Would you write out the whole listing below exactly as given?

*** Opening Data for this task ***

PR #221, opened 2020-09-21
Add Docker tests agent image

uilianries:
Changelog: Feature: Add Conan Test + Jenkins client for internal usage.

closes #220

- [ ] Refer to the issue that supports this Pull Request.
- [ ] If the issue has missing info, explain the purpose/use case/pain/need that covers this Pull Request.
- [ ] I've read the [Contributing guide](https://github.com/conan-io/conan-docker-tools/blob/master/.github/CONTRIBUTING.md).
- [ ] I've followed the [PEP8](https://www.python.org/dev/peps/pep-0008) style guides for Python code.
- [ ] I've followed the [Best Practices](https://docs.docker.com/develop/develop-images/dockerfile_best-practices/) guides for Dockerfile.

PR #223, opened 2020-09-23
Add Docker for jenkins agent

### LINKED ISSUE #222: Add docker to conantestagent image
For this image we need to be able to run docker and docker-compose to use it in Conan CI so it should have docker installed.
Besides the infrastructure part, this should be a matter of just doing these steps when creating the image? https://docs.docker.com/engine/install/ubuntu/

uilianries:
closes #222

Changelog: Feature: Docker Jenkins Agent is able to run Docker

### DIFF
--- a/azure-pipelines.yml
+++ b/azure-pipelines.yml
@@ -15,6 +15,10 @@ jobs:
       DOCKER_PASSWORD: $(DOCKER_PASSWORD)
   strategy:
     matrix:
+      Conan Tests Agent:
+        BUILD_CONAN_TEST_DOCKER: 1
+        BUILD_CONAN_TEST_AGENT: 1
+
       CentOS 6 GCC 7 x86_64:
         GCC_VERSIONS: "7"
         DOCKER_ARCHS: "x86_64"
@@ -167,7 +171,3 @@ jobs:
       Conan Tests:
         BUILD_CONAN_TESTS: 1
         BUILD_CONAN_TEST_AZURE: 1
-
-      Conan Tests Agent:
-        BUILD_CONAN_TEST_DOCKER: 1
-        BUILD_CONAN_TEST_AGENT: 1
--- a/azure-pipelines.yml
+++ b/azure-pipelines.yml
@@ -169,5 +169,5 @@ jobs:
         BUILD_CONAN_TEST_AZURE: 1
 
       Conan Tests Agent:
-        BUILD_CONAN_TESTS: 1
+        BUILD_CONAN_TEST_DOCKER: 1
         BUILD_CONAN_TEST_AGENT: 1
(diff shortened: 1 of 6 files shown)


azure-pipelines.yml
```diff
@@ -15,6 +15,10 @@ jobs:
       DOCKER_PASSWORD: $(DOCKER_PASSWORD)
   strategy:
     matrix:
+      Conan Tests Agent:
+        BUILD_CONAN_TEST_DOCKER: 1
```
uilianries, line 19: order is not important, only to check fist in PR result, otherwise will take 1h

conan_test_docker/Dockerfile
```diff
@@ -0,0 +1,49 @@
+FROM conanio/gcc5
```
uilianries, line 1: copy of conan_tests + Docker package installation and system docker enable.

More information  how to install on linux: https://docs.docker.com/engine/install/ubuntu/

czoido (approved):

danimtb (changes requested):
I don't understand why we are creating a new image with this changes. I thought that we were going to add all the extra needed things (Jenkins slave + docker, at the moment) to just a new image called "conantestagent". Why do we need an extra "conantestdocker"?

uilianries:
@danimtb As @czoido asked, a new Docker image is required with Jenkins client + Docker inside.

For now we have 2 basic images, conan_tests which only contains gcc5 and some python versions installed, and Jenkins client image, which contains only stuff to run Jenkins jobs.

To run Docker, we need to install of course, so we have few options, or add Docker by default in conan_tests, or create a new image as extra layer. This PR follows the second option. We could use the first, but it will increased conan_tests image size.

danimtb:
The only thing we should care is not braking our current test environment, to it is oke to have the old image untouched and have a new one with the new requirements. In this case the new requirements are jenkins + docker. I think there is no reason to have more images than those 2 IMO

uilianries:
THe last PR https://github.com/conan-io/conan-docker-tools/pull/221/files there was no new image, just a connection between conan_tests and jenkins image. As Jenkins requires a base image, we use conan_tests. So conantestagent is just a merge, not a new recipe indeed.

Now it requires a new package, Docker, docker-compose and service upstart. I could rename conantestdocker to conantestagent and install docker packages as well. Otherwise, we will need to install in conantests or in jenkins client.

uilianries:
@czoido @danimtb Now there is the real test_agent image, which is the combination of conantest + jenkins + docker. It's under jenkins folder because it requires some copies. The old conantestdocker has been deleted.

czoido:
Looks great! Thanks a lot!

czoido (approved):

danimtb (approved):
Much better! thank you for the clarification and the quick changes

*** Closing Data for this task ***

Written answer:
PR #221, opened 2020-09-21
Add Docker tests agent image

uilianries:
Changelog: Feature: Add Conan Test + Jenkins client for internal usage.

closes #220

- [ ] Refer to the issue that supports this Pull Request.
- [ ] If the issue has missing info, explain the purpose/use case/pain/need that covers this Pull Request.
- [ ] I've read the [Contributing guide](https://github.com/conan-io/conan-docker-tools/blob/master/.github/CONTRIBUTING.md).
- [ ] I've followed the [PEP8](https://www.python.org/dev/peps/pep-0008) style guides for Python code.
- [ ] I've followed the [Best Practices](https://docs.docker.com/develop/develop-images/dockerfile_best-practices/) guides for Dockerfile.

PR #223, opened 2020-09-23
Add Docker for jenkins agent

### LINKED ISSUE #222: Add docker to conantestagent image
For this image we need to be able to run docker and docker-compose to use it in Conan CI so it should have docker installed.
Besides the infrastructure part, this should be a matter of just doing these steps when creating the image? https://docs.docker.com/engine/install/ubuntu/

uilianries:
closes #222

Changelog: Feature: Docker Jenkins Agent is able to run Docker

### DIFF
--- a/azure-pipelines.yml
+++ b/azure-pipelines.yml
@@ -15,6 +15,10 @@ jobs:
       DOCKER_PASSWORD: $(DOCKER_PASSWORD)
   strategy:
     matrix:
+      Conan Tests Agent:
+        BUILD_CONAN_TEST_DOCKER: 1
+        BUILD_CONAN_TEST_AGENT: 1
+
       CentOS 6 GCC 7 x86_64:
         GCC_VERSIONS: "7"
         DOCKER_ARCHS: "x86_64"
@@ -167,7 +171,3 @@ jobs:
       Conan Tests:
         BUILD_CONAN_TESTS: 1
         BUILD_CONAN_TEST_AZURE: 1
-
-      Conan Tests Agent:
-        BUILD_CONAN_TEST_DOCKER: 1
-        BUILD_CONAN_TEST_AGENT: 1
--- a/azure-pipelines.yml
+++ b/azure-pipelines.yml
@@ -169,5 +169,5 @@ jobs:
         BUILD_CONAN_TEST_AZURE: 1
 
       Conan Tests Agent:
-        BUILD_CONAN_TESTS: 1
+        BUILD_CONAN_TEST_DOCKER: 1
         BUILD_CONAN_TEST_AGENT: 1
(diff shortened: 1 of 6 files shown)


azure-pipelines.yml
```diff
@@ -15,6 +15,10 @@ jobs:
       DOCKER_PASSWORD: $(DOCKER_PASSWORD)
   strategy:
     matrix:
+      Conan Tests Agent:
+        BUILD_CONAN_TEST_DOCKER: 1
```
uilianries, line 19: order is not important, only to check fist in PR result, otherwise will take 1h

conan_test_docker/Dockerfile
```diff
@@ -0,0 +1,49 @@
+FROM conanio/gcc5
```
uilianries, line 1: copy of conan_tests + Docker package installation and system docker enable.

More information  how to install on linux: https://docs.docker.com/engine/install/ubuntu/

czoido (approved):

danimtb (changes requested):
I don't understand why we are creating a new image with this changes. I thought that we were going to add all the extra needed things (Jenkins slave + docker, at the moment) to just a new image called "conantestagent". Why do we need an extra "conantestdocker"?

uilianries:
@danimtb As @czoido asked, a new Docker image is required with Jenkins client + Docker inside.

For now we have 2 basic images, conan_tests which only contains gcc5 and some python versions installed, and Jenkins client image, which contains only stuff to run Jenkins jobs.

To run Docker, we need to install of course, so we have few options, or add Docker by default in conan_tests, or create a new image as extra layer. This PR follows the second option. We could use the first, but it will increased conan_tests image size.

danimtb:
The only thing we should care is not braking our current test environment, to it is oke to have the old image untouched and have a new one with the new requirements. In this case the new requirements are jenkins + docker. I think there is no reason to have more images than those 2 IMO

uilianries:
THe last PR https://github.com/conan-io/conan-docker-tools/pull/221/files there was no new image, just a connection between conan_tests and jenkins image. As Jenkins requires a base image, we use conan_tests. So conantestagent is just a merge, not a new recipe indeed.

Now it requires a new package, Docker, docker-compose and service upstart. I could rename conantestdocker to conantestagent and install docker packages as well. Otherwise, we will need to install in conantests or in jenkins client.

uilianries:
@czoido @danimtb Now there is the real test_agent image, which is the combination of conantest + jenkins + docker. It's under jenkins folder because it requires some copies. The old conantestdocker has been deleted.

czoido:
Looks great! Thanks a lot!

czoido (approved):

danimtb (approved):
Much better! thank you for the clarification and the quick changes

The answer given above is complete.